You have been misinformed (through Danny Goodman's "JavaScript Bible" by any
chance?). `onmouseover' is an attribute of the `body' element in Valid HTML
4.01 Strict, XHTML 1.0 Strict, and XHTML (Basic) 1.1, and so may appear in
its start tag. [1] It is also the most compatible (incl. IE) and so far the
less maintenance-demanding approach.

I was hoping to just plug my JS into a page that contains the appropriate
classes and let it do all the work?

It does.

I really don't see the point in this.

Apologies for not explaining. It goes through the <a> tags and if it
finds one with the class 'groups-period' and (for example) id 'gp123'
it needs to call eventfunc(e,'tip123') (eventfunc shows a tooltip -
'tip123' is the id of the div for tooltip for the link with id gp123).

Why not simply use CSS directly instead?

If it is declared a *local* variable.

Surely that means declared in the function, as it is?

Yes.

In fact it's declared in the loop (not that it makes any difference
where it's declared, the result is the same).

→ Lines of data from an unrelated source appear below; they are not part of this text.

Issue #278, opened 2015-07-07
Improve Tool Discovery


Redth:
By default right now most aliases that require external tools seem to look for the tool in `./tools/`, so the tools folder always relative to the executing script.  

While I understand the original intention the way to use cake is to install it in a given directory where you need it, I think it's desirable to have Cake (and its tools) optionally located in a central location on a system. For one, this would mean less duplication of executables (both cake and tools) and for complicated setups where there are cake scripts at various levels in a given directory tree, we wouldn't need to install cake in each level.

I think it's possible to allow discovery of tools beyond the `./tools/` folder without disrupting the behaviour when that folder actually exists.

I think the discovery process could go something like this:

1. Add a `-toolpath=` parameter to Cake for the user to specify the tool path
2. Look for tool in `./tools/` (exactly how it currently works)
3. Look in all the directories within the system `PATH` variable for the tool
4. On certain operating systems, some tools might be commonly placed in one location, look to see if it exists here (for example on Mac, nuget is available at `/usr/bin/nuget`)

Redth:
For the last part, where a tool may have a specific location on a given OS, there should be some sort of `Func` exposed by the tool that can do the tool specific work of looking in a tool specific path for the tool.  This would only be invoked if the tool wasn't found in the other locations first.

patriksvensson:
Note: PATH variable lookup implemented.

SharpeRAD:
I second this :+1:

You can achieve shared a shared tools location by passing in the directory to the build script but it means you can't use the "#tools" directive :disappointed: 

```c#
var tools = Argument("tools", "./tools");

Setup(() =>
{
	//Executed BEFORE the first task.
	Information("Building version {0} of {1}.", semVersion, appName);
    
	NuGetInstall("NUnit.Runners", new NuGetInstallSettings
	{
		ExcludeVersion  = true,
		OutputDirectory = tools
    });
});

Task("Run-Unit-Tests")
    .IsDependentOn("Build")
    .Does(() =>
{
    CreateDirectory(testResultsDir);

    NUnit3("./src/**/*.Tests.dll", new NUnit3Settings
	{
        ToolPath = tools + "NUnit.Console/tools/nunit3-console.exe",
        Framework = "4.0",

        OutputFile = testResultsDir + "tests.xml",
        ErrorOutputFile = testResultsDir + "error.xml",
        Results = testResultsDir + "results.xml"
    });
});
```

What I was proposing in #647 solves the problem with environment variables :smile:

[...]

PR #647, opened 2016-01-18
Tools and Addins environment variables

SharpeRAD:
Allows you to define shared folders in your powershell scripts for Cake to use when resolving / installing tools and addins:

```powershell
# Find tools
if(($Tools.IsPresent) -and (Test-Path $Tools))
{
    # Parameter
    Write-Host "Using tools parameter"
    $TOOLS_DIR = $Tools
}
elseif (Test-Path "C:/Tools/Cake/Cake.exe") 
{
    # Shared location
    Write-Host "Using shared tools"
    $TOOLS_DIR = "C:/Tools/"
}
else
{
    # Local path
    Write-Host "Using local tools"
    $PSScriptRoot = split-path -parent $MyInvocation.MyCommand.Definition
    $TOOLS_DIR = Join-Path $PSScriptRoot "tools"

    if (!(Test-Path $TOOLS_DIR)) 
    {
        Write-Host "Creating tools directory"
        New-Item $TOOLS_DIR -itemtype directory
    }
}

# Save paths to environment for use in child processes
$ENV:CAKE_TOOLS = $TOOLS_DIR
$ENV:CAKE_ADDINS = $TOOLS_DIR + "Addins/"
```

### DIFF
--- a/src/Cake.Core/Scripting/ScriptRunner.cs
+++ b/src/Cake.Core/Scripting/ScriptRunner.cs
@@ -110,13 +110,35 @@ namespace Cake.Core.Scripting
 
             // Install tools.
             _log.Verbose("Processing build script...");
-            var toolsPath = scriptPath.GetDirectory().Combine("tools");
+            var toolsEnv = _environment.GetEnvironmentVariable("CAKE_TOOLS");
+
+            DirectoryPath toolsPath;
+            if (!string.IsNullOrEmpty(toolsEnv))
+            {
+                toolsPath = new DirectoryPath(toolsEnv).MakeAbsolute(_environment);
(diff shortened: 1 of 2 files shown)


devlead:
Hi @SharpeRAD,
Thanks for contributing :+1: 
See what your trying to achieve here and it makes sense, though it can't be merged in the current state, think this will need to be discussed more in an issue so we can get more implementation details sorted first before we throw code at it :wink: 
This is a Core change, as such will need some more tests and make sure we cover all places where add-ins & tools are used, to avoid introducing regression.
I' will close this and we can continue discussion in #278 and reopen when we reached consensus.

Yes, because all interoperable ECMAScript implementations so far do not
support block scoping; all variable instantiation takes place before
execution. (JavaScript 1.7 implements block scoping now with the `let'
statement, but it is not an interoperable implementation as it is restricted
to UAs based on Gecko 1.8.1+.)

Using the alternative approach below should
make the problem to disappear already.

But it also means making each <a> tag as follows:

<a href='urlstuff' class='groups-period' id='gp123'
onmouseover='eventfunc(event)' >

It doesn't. I have never wrote about setting the `onmouseover' attribute
for every `a' element. In fact, not having to do that is what event
bubbling is all about.

and I've been informed (perhaps misinformed) that javascript should be
kept out of links.

You have been misinformed, or you have misunderstood. It is appropriate to
use event handler attributes to perform scripting with links (and HTML
elements in general), as long as the DTD or an internal subset defines those
attributes for the particular element (it does in this case[1]). However,
the following is not acceptable in most cases:

<a href="javascript:...">...</a>

See also http://jibbering.com/faq/#FAQ4_24 and http://validator.w3.org/checklink

[1]
http://www.w3.org/TR/html4/struct/global.html#h-7.5.1
http://www.w3.org/TR/html4/sgml/dtd.html#events
http://www.w3.org/TR/xhtml1/dtds.html#dtdentry_xhtml1-strict.dtd_body
http://www.w3.org/TR/xhtml1/dtds.html#dtdentry_xhtml1-strict.dtd_attrs
http://www.w3.org/TR/xhtml1/dtds.html#dtdentry_xhtml1-strict.dtd_events
http://www.w3.org/TR/xhtml-modularization/dtd_module_defs.html#dtdelement_body.qname

Obviously the matter is less urgent as I have a version that works (at
least to my satisfaction for now),

You have a lot to learn, young apprentice. That it works in a handful of
tests in a handful of versions of a handful of Web browsers is *never* a
mark of good quality for client-side script code. You have to able to prove
that it can not break.


PointedEars
--
realism: HTML 4.01 Strict
evangelism: XHTML 1.0 Strict
madness: XHTML 1.1 as application/xhtml+xml
-- Bjoern Hoehrmann
.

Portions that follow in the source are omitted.